(RECORDS FOR THIS TASK Opens)
PR #11, opened 2015-10-07
OptiMimi optimization wrapper

jrising:
Here's the current, working version the optimization wrapper.  It will probably still change as I expand the applications beyond my dummy example, but I wanted to share it with you before its in stone.  Some notes:

1. There's a documentation file, but I haven't added it into the wiki.  It's in docs/optimimi.md.
2. I added handling for models without timesteps, which define a 'simulate' function rather than a 'timestep' function.  This is partly for my dummy example, but I think I had another reason at some point.
3. My changes shouldn't have any impact on existing Mimi models, since they're wrapped up in a separate module that you can include.

My next step is to get automatic differentiation working.

### DIFF
--- a/NEWS.md
+++ b/NEWS.md
@@ -1,5 +1,5 @@
-# Mimi.jl v0.1.1 Release Notes
+# Mimi.jl v0.0.2 Release Notes
 * Make julia 0.4 compatible
 
-# Mimi.jl v0.1.0 Release Notes
+# Mimi.jl v0.0.1 Release Notes
 * Initial tagged version


davidanthoff:
Very cool! I haven't looked at it in detail, but I'll try to do so soon.

Couple minor things:
- CI fails right now because NLopt is not in REQUIRED, that should be easy to fix
- To add something to the documentation, just add a line to mkdocs.yml

jrising:
I updated those two.  It's a shame we need to REQUIRE NLopt, when this is supposed to be a optional piece.  But the changes are going to need to go deeper with ForwardDiff.jl, so I don't want to make this a separate package.

jrising:
Okay, these new commits now implement automatic differentiation (using ForwardDiff) in Mimi/OptiMimi.  You have to both use the `autodiffable` optional argument when creating a Model, and define all of the components with @defcompo (rather than @defcomp) to get that functionality, but if you don't, everything still works, including optimization which falls back on derivative-free algorithms.

Also, I replaced the 'String's with 'AbstractString's in Mimi, to clear up the warnings in v0.4.

jrising:
And now with v0.3 compatibility (including the old API for ForwardDiff) and some unit tests to boot.  Enjoy!

davidanthoff:
Now had a look, really cool!

I agree, it would actually be nicer, if we didn't have to take a dependency on the optimization packages. I think generally it would be cool if things were modular enough that this stuff could live in its own package. We could then also have packages like MCMC fitting packages that fit a Mimi model etc.

I also had a go at supporting ForwardDiff in the core package, but using parametric types. My work in progress is in #13. The approach is modeled on what you did, but a bit more general. In particular, it should work for any alternative numeric type, doesn't require any new dependency in the Mimi package and it doesn't require an alternative ``@defcompo`` macro, but should work with any Mimi component. Do you think that kind of approach would work with your optimization stuff?

I actually think the ability to use other alternative number types like for example [interval arithmetic](https://github.com/dpsanders/ValidatedNumerics.jl) types could be hugely beneficial above and beyond the optimization stuff. Another application I can think of is a special number type that throws an error whenever the result of a computation would be NaN. This could be used for debugging: some of the most annoying bugs I've dealt with occurred when my final result was a NaN, and then I tried to figure out where that problem started. Running such a model with a number type that throws an error the first time a NaN occurs would be super useful.

Oh, and should we just ditch julia 0.3 support? Will just be a pain to support both platforms, and now that 0.4 is released, I'd be all for just making the minimum julia version 0.4.

Maybe in terms of next steps, can you take a look at my PR and try to figure out whether that would work? There are still a bunch of things I need to do before I could merge that, and one is to get an OK from you.

jrising:
I think that a parametric type would probably work well.  I think we might still need to require that it's a subclass of Number, at least when using DualNumbers, but even that could probably be relaxed if the developer wanted something else in the arrays.

I don't think we need to drop 0.3 support quite yet.  A lot of people still have Julia 0.3 on their machines, and we can wait until there's a real incompatibility.

That all said, I think you should accept my pull request and make your modifications to that.  I updated the code to be more compatible with 0.4, and I would have to do my merge from scratch.  Plus, you can use the OptiMimi tests to make sure that DualNumbers are working under your new system.

davidanthoff:
I just realized that you did all your changes on master, but I had to push some small things on master in the meantime and tag a new version for some other people that are using Mimi. So we will have to sort out that branch situation...

In general, PRs should never come as commits to master, the work for a PR should always be in a separate/new branch. Much easier that way, the whole workflow is described [here](http://docs.julialang.org/en/release-0.4/manual/packages/#code-changes), and then things like other updates to master while we discuss this PR are super easy to handle.

To fix this, we will need to move your commits to a new branch, change this PR over to the new branch, and then you need to delete your old master branch and sync up a new master branch with the master branch in this repository. If this sounds like gibberish, I can sort out the branch situation once I have a minute. The whole procedure is not super trivial, unless you know git fairly well...

I'll get back to the substantive stuff in this PR once I have more time!

jrising:
It's no problem.  I've rebased to your changes and moved to a different
branch and initiated a new pull request.


 - James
(RECORDS FOR THIS TASK Closes)
* ACTION ITEM *
However many lines the data holds, return each one exactly.

* FINISHED EXERCISE *
PR #11, opened 2015-10-07
OptiMimi optimization wrapper

jrising:
Here's the current, working version the optimization wrapper.  It will probably still change as I expand the applications beyond my dummy example, but I wanted to share it with you before its in stone.  Some notes:

1. There's a documentation file, but I haven't added it into the wiki.  It's in docs/optimimi.md.
2. I added handling for models without timesteps, which define a 'simulate' function rather than a 'timestep' function.  This is partly for my dummy example, but I think I had another reason at some point.
3. My changes shouldn't have any impact on existing Mimi models, since they're wrapped up in a separate module that you can include.

My next step is to get automatic differentiation working.

### DIFF
--- a/NEWS.md
+++ b/NEWS.md
@@ -1,5 +1,5 @@
-# Mimi.jl v0.1.1 Release Notes
+# Mimi.jl v0.0.2 Release Notes
 * Make julia 0.4 compatible
 
-# Mimi.jl v0.1.0 Release Notes
+# Mimi.jl v0.0.1 Release Notes
 * Initial tagged version


davidanthoff:
Very cool! I haven't looked at it in detail, but I'll try to do so soon.

Couple minor things:
- CI fails right now because NLopt is not in REQUIRED, that should be easy to fix
- To add something to the documentation, just add a line to mkdocs.yml

jrising:
I updated those two.  It's a shame we need to REQUIRE NLopt, when this is supposed to be a optional piece.  But the changes are going to need to go deeper with ForwardDiff.jl, so I don't want to make this a separate package.

jrising:
Okay, these new commits now implement automatic differentiation (using ForwardDiff) in Mimi/OptiMimi.  You have to both use the `autodiffable` optional argument when creating a Model, and define all of the components with @defcompo (rather than @defcomp) to get that functionality, but if you don't, everything still works, including optimization which falls back on derivative-free algorithms.

Also, I replaced the 'String's with 'AbstractString's in Mimi, to clear up the warnings in v0.4.

jrising:
And now with v0.3 compatibility (including the old API for ForwardDiff) and some unit tests to boot.  Enjoy!

davidanthoff:
Now had a look, really cool!

I agree, it would actually be nicer, if we didn't have to take a dependency on the optimization packages. I think generally it would be cool if things were modular enough that this stuff could live in its own package. We could then also have packages like MCMC fitting packages that fit a Mimi model etc.

I also had a go at supporting ForwardDiff in the core package, but using parametric types. My work in progress is in #13. The approach is modeled on what you did, but a bit more general. In particular, it should work for any alternative numeric type, doesn't require any new dependency in the Mimi package and it doesn't require an alternative ``@defcompo`` macro, but should work with any Mimi component. Do you think that kind of approach would work with your optimization stuff?

I actually think the ability to use other alternative number types like for example [interval arithmetic](https://github.com/dpsanders/ValidatedNumerics.jl) types could be hugely beneficial above and beyond the optimization stuff. Another application I can think of is a special number type that throws an error whenever the result of a computation would be NaN. This could be used for debugging: some of the most annoying bugs I've dealt with occurred when my final result was a NaN, and then I tried to figure out where that problem started. Running such a model with a number type that throws an error the first time a NaN occurs would be super useful.

Oh, and should we just ditch julia 0.3 support? Will just be a pain to support both platforms, and now that 0.4 is released, I'd be all for just making the minimum julia version 0.4.

Maybe in terms of next steps, can you take a look at my PR and try to figure out whether that would work? There are still a bunch of things I need to do before I could merge that, and one is to get an OK from you.

jrising:
I think that a parametric type would probably work well.  I think we might still need to require that it's a subclass of Number, at least when using DualNumbers, but even that could probably be relaxed if the developer wanted something else in the arrays.

I don't think we need to drop 0.3 support quite yet.  A lot of people still have Julia 0.3 on their machines, and we can wait until there's a real incompatibility.

That all said, I think you should accept my pull request and make your modifications to that.  I updated the code to be more compatible with 0.4, and I would have to do my merge from scratch.  Plus, you can use the OptiMimi tests to make sure that DualNumbers are working under your new system.

davidanthoff:
I just realized that you did all your changes on master, but I had to push some small things on master in the meantime and tag a new version for some other people that are using Mimi. So we will have to sort out that branch situation...

In general, PRs should never come as commits to master, the work for a PR should always be in a separate/new branch. Much easier that way, the whole workflow is described [here](http://docs.julialang.org/en/release-0.4/manual/packages/#code-changes), and then things like other updates to master while we discuss this PR are super easy to handle.

To fix this, we will need to move your commits to a new branch, change this PR over to the new branch, and then you need to delete your old master branch and sync up a new master branch with the master branch in this repository. If this sounds like gibberish, I can sort out the branch situation once I have a minute. The whole procedure is not super trivial, unless you know git fairly well...

I'll get back to the substantive stuff in this PR once I have more time!

jrising:
It's no problem.  I've rebased to your changes and moved to a different
branch and initiated a new pull request.


 - James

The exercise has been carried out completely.